Ai presenti, tra cui Confindustria, Confcommercio, Assoporti, Confetra, Confartigianato, la ministra De Micheli ha annunciato alcune misure e ne ha promesse delle altre. Le associazioni di categoria sono state invitate ad avanzare le loro proposte nelle prossime 36 ore che saranno prima filtrate e poi portate sul tavolo del Consiglio dei ministri di mercoledì. Almeno questa sembra l’idea. Tuttavia, seppur richiesta, nessuna indicazione è stata data a chi chiedeva misure quantomeno palliative già pronte all’uso: “Più che misure economiche, l’incontro di oggi doveva fornire risposte operative per un settore allo sbando”, racconta chi era presente. “Serviva da subito un dispositivo unitario per i lavoratori, visto che stiamo assistendo a un crescente assenteismo, soprattutto nelle aree vicine alle zone rosse del lodigiano e del piacentino, tra i due maggiori hub logistici del Paese, o ad autotrasportatori bloccati in quarantena.
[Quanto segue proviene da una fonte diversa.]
PR #180, opened 2018-12-10
Fixing BenchmarkDotNet restore timeout in the lab

jorive:
In the lab we are seeing getting this `The configured timeout 00:01:00 was reached!` while restoring the benchmarks. This change attempts to alleviate these errors.


jorive:
@dotnet-bot test ci please

PR #250, opened 2022-10-02
Minor bug fix

Anmol1696:
`ibc-setup init` fails due to trailing commas in yaml file which is unable to read

### DIFF
--- a/.changeset/fix-demo-files.md
+++ b/.changeset/fix-demo-files.md
@@ -1,0 +1,5 @@
+---
+'@confio/relayer': patch
+---
+
+Fix demo yamls by removing trailing commas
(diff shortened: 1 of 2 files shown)


Anmol1696:
the CI seems to be broken here

ethanfrey:
Thanks for the commit.

For the CI, we ensure there are proper changelog entries when we cut a release, following this pattern: https://github.com/confio/ts-relayer/blob/main/DEVELOPMENT.md#maintain-a-clean-changelog

TL;DR: run `yarn changeset` and enter some info on this (patch level), so we can include it in the next changelog

Anmol1696:
Ahh my bad. changeset is interesting, will keep this in mind from next time onwards. Thanks

ethanfrey (approved):
thanks for the contribution

PR #253, opened 2022-10-13
Upgrade CosmJS to 0.29.2

webmaster128:
- Upgrade CosmJS to 0.29.2
- Use new TypeScript-friendly `isDefined` to narrow down list type via `.filter`


ethanfrey (approved):
lgtm

Issue #255, opened 2022-10-19
Sending multiple packets from one tansaction (or msg?) not supported


webmaster128:
I recognized issues when multiple packets are sent from one transaction. Turns out the `log` string we get from Tendermint is buggy (see https://github.com/tendermint/tendermint/issues/9595). So most likely the code here is correct, but I want to bring this up to help other users trying to debug their issues.

Some ideas to improve the situation:
- Ensure my bug report in Tendermint is valid and this is not a CosmWasm or wasmd bug
- Use the events array instead of the raw log to work around it

webmaster128:
The place where this pops up is:

```ts
  private async getPacketsFromTxs({
    minHeight,
    maxHeight,
  }: QueryOpts = {}): Promise<PacketWithMetadata[]> {
    let query = `send_packet.packet_connection='${this.connectionID}'`;
    if (minHeight) {
      query = `${query} AND tx.height>=${minHeight}`;
    }
    if (maxHeight) {
      query = `${query} AND tx.height<=${maxHeight}`;
    }

    const search = await this.client.tm.txSearchAll({ query });
    const resultsNested = search.txs.map(({ hash, height, result }) => {
      const parsedLogs = logs.parseRawLog(result.log);
      // we accept message.sender (cosmos-sdk) and message.signer (x/wasm)
      let sender = '';
      try {
        sender = logs.findAttribute(parsedLogs, 'message', 'sender').value;
      } catch {
        try {
          sender = logs.findAttribute(parsedLogs, 'message', 'signer').value;
        } catch {
          this.client.logger.warn(
            `No message.sender nor message.signer in tx ${toHex(hash)}`
          );
        }
      }
      return parsePacketsFromLogs(parsedLogs).map((packet) => ({
        packet,
        height,
        sender,
      }));
    });
    return ([] as PacketWithMetadata[]).concat(...resultsNested);
  }
```

ethanfrey:
> Use the events array instead of the raw log to work around it

This would make it worse most likely, as it would merge the multiple packet events of the same type into one packet. Using raw_log json should keep them as independent events.

Can you attach the JSON out of a raw_log where two ibc packets were emitted in the same tx? It may be a bug in parsing. Having a fixed json to test against would allow us to debug this much quicker

webmaster128:
> This would make it worse most likely, as it would merge the multiple packet events of the same type into one packet. Using raw_log json should keep them as independent events.

[...]

PR #256, opened 2022-10-19
Create test for parsePacketsFromLogs

webmaster128:
This test came up as part of the debugging of https://github.com/confio/ts-relayer/issues/255. Unfortunately I don't have input data for a case with multiple packets. But at least this provides an example that is easy to extend.

### DIFF
--- a/src/lib/utils.spec.ts
+++ b/src/lib/utils.spec.ts
@@ -1,3 +1,5 @@
+import { fromHex } from '@cosmjs/encoding';
+import { logs } from '@cosmjs/stargate';
 import {
   fromRfc3339WithNanoseconds,
   ReadonlyDateWithNanoseconds,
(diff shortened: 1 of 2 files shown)


src/lib/utils.spec.ts
```diff
@@ -8,12 +10,38 @@ import Long from 'long';
...
   heightGreater,
   parseHeightAttribute,
+  parsePacketsFromLogs,
   parseRevisionNumber,
   secondsFromDateNanos,
   timeGreater,
   timestampFromDateNanos,
 } from './utils';
 
+test('parsePacketsFromLogs works for one packet', (t) => {
```
ethanfrey, line 20: Thanks for the test case

src/lib/utils.spec.ts
```diff
@@ -8,12 +10,38 @@ import Long from 'long';
...
..."packet_connection","value":"connection-31"},{"key":"packet_data","value":"{\\"after\\":\\"1666164035856871113\\",\\"sender\\":\\"juno19pam0vncl2s3etn4e7rqxvpq2gkyu9wg2czfvsph6dgvp00fsrxqzjt5sr\\",\\"job_id\\":\\"dapp-1-1666164017\\"}"},{"key":"packet_data_hex","value":"7b226166746572223a2231363636313634303335383536383731313133222c2273656e646572223a226a756e6f313970616d30766e636c32733365746e34653772717876707132676b797539776732637a66767370683664677670303066737278717a6a74357372222c226a6f625f6964223a22646170702d312d31363636313634303137227d"},{"key":"packet_dst_channel","value":"channel-10"},{"key":"packet_dst_port","value":"wasm.nois1j7m4f68lruceg5xq3gfkfdgdgz02vhvlq2p67vf9v3hwdydaat3sajzcy5"},{"key":"packet_sequence","value":"7489"},{"key":"packet_src_channel","value":"channel-42"},{"key":"packet_src_port","value":"wasm.juno1e7vs76markshus39eyfefh2y3t9guge4t0kvqya3q6vamgsejh4q8lxtq9"},{"key":"packet_timeout_height","value":"0-0"},{"key":"packet_timeout_timestamp","value":"1666167632856871113"}]},{"type":"wasm","attributes":[{"key":"_contract_address","value":"juno1e7vs76markshus39eyfefh2y3t9guge4t0kvqya3q6vamgsejh4q8lxtq9"},{"key":"action","value":"execute_get_next_randomness"}]}]}]';
```
ethanfrey, line 24: Would be nice to include some returns here (easier to read, and parser just parses it as JSON anyway), but fine to leave it also to keep same as actual tx.

ethanfrey (approved):
lgtm

I'd love the 2 packet example, but this is a start.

Facchini e magazzinieri non si presentano al lavoro per evitare concentrazioni di persone”. È chiaro che se si bloccano i magazzini, si blocca tutta la filiera, dallo stoccaggio alla consegna.

 

Secondo il segretario generale di Conftrasporto Pasquale Russo “dire che quei depositi stanno lavorando a ranghi ridotti è un eufemismo: il tasso di assenteismo stimato è del 30-40%”. Dal momento che ogni anello della catena si muove in una caotica autonomia di fronte alle incertezze generate dall’epidemia e dalla psicosi, Confetra aveva chiesto al Mit una task force e un coordinamento centrale da parte del Governo con indicazioni omogenee per tutti i soggetti coinvolti, ma il ministero ha chiesto altri giorni di tempo parlando di un confronto ancora in corso con il Ministero della Salute.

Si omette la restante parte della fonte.